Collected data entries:
-- Opening Marker --

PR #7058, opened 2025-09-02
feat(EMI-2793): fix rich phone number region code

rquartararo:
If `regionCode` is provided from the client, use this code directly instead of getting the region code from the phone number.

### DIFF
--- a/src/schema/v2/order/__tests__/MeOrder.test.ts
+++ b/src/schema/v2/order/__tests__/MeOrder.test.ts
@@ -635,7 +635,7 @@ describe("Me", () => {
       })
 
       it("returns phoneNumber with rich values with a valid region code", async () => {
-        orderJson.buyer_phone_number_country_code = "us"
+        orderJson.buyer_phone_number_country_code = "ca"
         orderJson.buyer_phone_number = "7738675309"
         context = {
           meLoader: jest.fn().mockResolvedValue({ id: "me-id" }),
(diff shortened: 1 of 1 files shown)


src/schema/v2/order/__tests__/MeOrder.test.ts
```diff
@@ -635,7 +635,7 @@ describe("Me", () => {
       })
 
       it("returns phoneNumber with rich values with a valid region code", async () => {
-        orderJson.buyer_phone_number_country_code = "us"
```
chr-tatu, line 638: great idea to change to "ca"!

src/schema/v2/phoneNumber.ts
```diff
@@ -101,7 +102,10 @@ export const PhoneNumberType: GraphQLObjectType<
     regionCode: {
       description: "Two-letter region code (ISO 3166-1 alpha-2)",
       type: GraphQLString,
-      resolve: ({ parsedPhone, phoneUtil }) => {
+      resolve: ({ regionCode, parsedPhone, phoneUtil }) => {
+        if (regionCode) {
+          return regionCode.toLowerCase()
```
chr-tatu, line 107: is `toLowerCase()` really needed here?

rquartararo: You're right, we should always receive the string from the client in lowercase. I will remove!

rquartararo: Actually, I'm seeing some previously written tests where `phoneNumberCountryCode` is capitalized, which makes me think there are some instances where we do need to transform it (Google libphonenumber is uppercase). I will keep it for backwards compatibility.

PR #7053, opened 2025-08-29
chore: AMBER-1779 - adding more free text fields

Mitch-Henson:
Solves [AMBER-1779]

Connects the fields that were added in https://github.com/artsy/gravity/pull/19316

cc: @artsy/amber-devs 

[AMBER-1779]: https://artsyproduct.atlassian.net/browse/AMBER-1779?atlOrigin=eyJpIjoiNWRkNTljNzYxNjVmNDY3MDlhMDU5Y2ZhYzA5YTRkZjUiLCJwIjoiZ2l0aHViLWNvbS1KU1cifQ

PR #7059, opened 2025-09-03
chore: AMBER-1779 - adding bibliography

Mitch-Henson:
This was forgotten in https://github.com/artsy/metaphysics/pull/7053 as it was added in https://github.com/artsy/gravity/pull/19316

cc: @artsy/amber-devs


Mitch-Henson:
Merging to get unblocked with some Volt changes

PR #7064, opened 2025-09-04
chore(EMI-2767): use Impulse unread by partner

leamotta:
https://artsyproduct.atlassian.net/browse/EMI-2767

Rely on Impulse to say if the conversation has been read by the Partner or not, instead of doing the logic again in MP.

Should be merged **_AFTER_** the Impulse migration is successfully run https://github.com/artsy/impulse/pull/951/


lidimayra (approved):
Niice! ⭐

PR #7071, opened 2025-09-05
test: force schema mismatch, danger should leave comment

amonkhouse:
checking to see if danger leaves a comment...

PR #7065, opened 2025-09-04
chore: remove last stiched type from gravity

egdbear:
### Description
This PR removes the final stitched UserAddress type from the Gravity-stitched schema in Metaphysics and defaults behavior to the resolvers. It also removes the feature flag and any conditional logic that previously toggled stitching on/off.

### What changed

-- Closing Marker --

• Exercise goal: Every line above in which the word "pull" occurs is to be copied.

• Solution:
Connects the fields that were added in https://github.com/artsy/gravity/pull/19316
This was forgotten in https://github.com/artsy/metaphysics/pull/7053 as it was added in https://github.com/artsy/gravity/pull/19316
Should be merged **_AFTER_** the Impulse migration is successfully run https://github.com/artsy/impulse/pull/951/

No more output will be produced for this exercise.